◆ Supplied records
*** Block opens ***

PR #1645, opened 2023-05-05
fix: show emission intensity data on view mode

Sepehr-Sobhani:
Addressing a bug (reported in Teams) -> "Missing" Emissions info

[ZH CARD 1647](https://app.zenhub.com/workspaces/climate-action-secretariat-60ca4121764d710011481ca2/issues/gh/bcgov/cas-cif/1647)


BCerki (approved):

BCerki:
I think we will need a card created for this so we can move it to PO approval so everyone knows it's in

*** Block closes ***

◆ Activity
The full listing above is to be given again exactly.

◆ Exercise answer
PR #1645, opened 2023-05-05
fix: show emission intensity data on view mode

Sepehr-Sobhani:
Addressing a bug (reported in Teams) -> "Missing" Emissions info

[ZH CARD 1647](https://app.zenhub.com/workspaces/climate-action-secretariat-60ca4121764d710011481ca2/issues/gh/bcgov/cas-cif/1647)


BCerki (approved):

BCerki:
I think we will need a card created for this so we can move it to PO approval so everyone knows it's in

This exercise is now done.